A question that I often ask on my tour, and on our Facebook page is – If we could find out who it was that wrote the Dear Boss Jack the Ripper letter, would we at last know the identity of Jack the Ripper?
I get a variety of answers, of which the following are some examples.
“No, I think a reporter wrote the Dear Boss letter, It wouldn’t give us any clue as to who Jack would have been.”
“That all depends on the author of the Boss letter, whether it was genuine or fraudulent.”
“No I don’t think so!!”
“No more than the weir side jack tapes led to the catching of the Yorkshire ripper, I still think it was journalism selling newspapers.”
“It’s so hard to know it could’ve been him writing it to tease the rest of the population in London or it could’ve been a journalist doing it for extra publicity that could’ve been animal blood on the letter it may not of been the victims blood DNA evidence was in the store and back then so there would’ve been no way of knowing for certain it would be easy to concoct a letter imagining what he would say who knows maybe he did do it as he liked to work in the dark without anybody catching him playing his own sadistic games who’s to know.”
“Why are you so keen to find out the identity of the killer anyway? If proof ever does come to light, (which I doubt) then groups like this one will be finished.”
“No. None of the letters give any crime scene evidence that was not already published. So no letter places the writer at the crime scene.”
“No it was fake.”
“No because if the letter writer knew the ripper’s identity he’d have screamed it from the rooftops. Or sold the information to the highest bidder.”
“I don’t think it’s ever going to happen. You gotta love the mystery of not knowing.”
THE WHITECHAPEL MURDERER
However, I would contend that if we did learn the name of the author of the letter, then there is no doubt in my mind that we would finally know the identity of the ripper.
Why?
Quite simply because, the letter was almost certainly written by “Jack the Ripper.”
Now, I am not saying that the author was the Whitechapel murderer. Far from it.
Indeed, I am 100% convinced that the person who wrote the infamous missive was not the same man who murdered Martha Tabram, Mary Nichols, Annie Chapman, Elizabeth Stride, Catherine Eddowes or Mary Kelly.
But, those who reply, “no, because Jack the Ripper didn’t write the letter” are, I am sorry to say, mistaken. Jack the Ripper did write the letter.
How do I know?
Because that’s the name the author signed it with!
SEPARATE FACT FROM FICTION
The point is that Jack the Ripper per se never existed. He was a fiction created by whoever it was that composed the missive. So, to refer to the murderer of those poor women in Whitechapel by that name is simply wrong.

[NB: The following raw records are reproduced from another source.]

PR #199, opened 2016-04-14
Disallow custom pseudo-headers

LuRsT:
I had a look at `hypothesis` and realized that the test that was already present in `TestFilter` is testing the "good case", so I only created a test for an invalid pseudo-header, correct me if I'm wrong, but I found no way to do something like what I did in the test in a `hypothesis` way.

### DIFF
--- a/test/test_invalid_headers.py
+++ b/test/test_invalid_headers.py
@@ -102,3 +102,8 @@ class TestFilter(object):
             assert headers == h2.utilities.validate_headers(headers)
         except h2.exceptions.ProtocolError:
             assert True
+
+    def test_invalid_pseudo_headers(self):
+        headers = [(b':custom', b'value')]
+        with pytest.raises(h2.exceptions.ProtocolError):
+            h2.utilities.validate_headers(headers)
--- a/h2/utilities.py
+++ b/h2/utilities.py
@@ -22,6 +22,15 @@ CONNECTION_HEADERS = set([
 ])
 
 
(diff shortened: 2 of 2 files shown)


test/test_invalid_headers.py
```diff
@@ -102,3 +102,8 @@ def test_range_of_acceptable_outputs(self, headers):
             assert headers == h2.utilities.validate_headers(headers)
         except h2.exceptions.ProtocolError:
             assert True
+
+    def test_invalid_pseudo_headers(self):
+        headers = ((b':custom', b'value'))
```
Lukasa: I don't think this actually creates a tuple within a tuple. Consider changing this to a list with one tuple entry. That's why your test is failing.

Lukasa:
One small note regarding the tests.

test/test_invalid_headers.py
LuRsT: Damn, fail, I did fix this but then I undid it, I'll fix this :+1:

LuRsT:
I force pushed it, don't know if that's the way to go, but wanted a cleaner commit, could you ask travis-ci to re-check it please?

LuRsT:
Disregard, travis-ci is smart :)

Lukasa:
Hooray! Looks great to me, thank you so much! :sparkles: :cake: :sparkles:

LuRsT:
Great! Thanks for your help @Lukasa, and expect more contributions for me :D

We really do, in this case, need to separate the fact from the fiction. Jack the Ripper and the Whitechapel Murderer were two different people. One of them wrote the letter, and assumed the name; the other carried out the Whitechapel atrocities and his name is still not known.
So if we were able, and this is highly unlikely now, to find out for certain who it was that wrote the letter, then we would almost certainly know who Jack the Ripper was, because that was the pseudonym adopted by the author of the epistle.
WE SHOULD SEPARATE THE TWO
The problem for is today is that the fictitious name has become so ubiquitous that it is almost impossible to separate it from the unknown miscreant who carried out the brutal and barbarous crimes.
And, in consequence, people are so focused on the murderers name actually having been “Jack the Ripper” that they tend to forget that we are dealing with two different people, and so they blithely and sagely spout out the time-seasoned mantra, when asked if we would know Jack the Ripper’s identity were we to solve the mystery of who it was that wrote the letter – “no, because the person who wrote the letter was not the murderer, or similar sentiments.
Of course, the point that those who make such statements miss is that they have contradicted themselves in the answer, and have acknowledged that the author of the letter was not the killer and was, therefore, Jack the Ripper!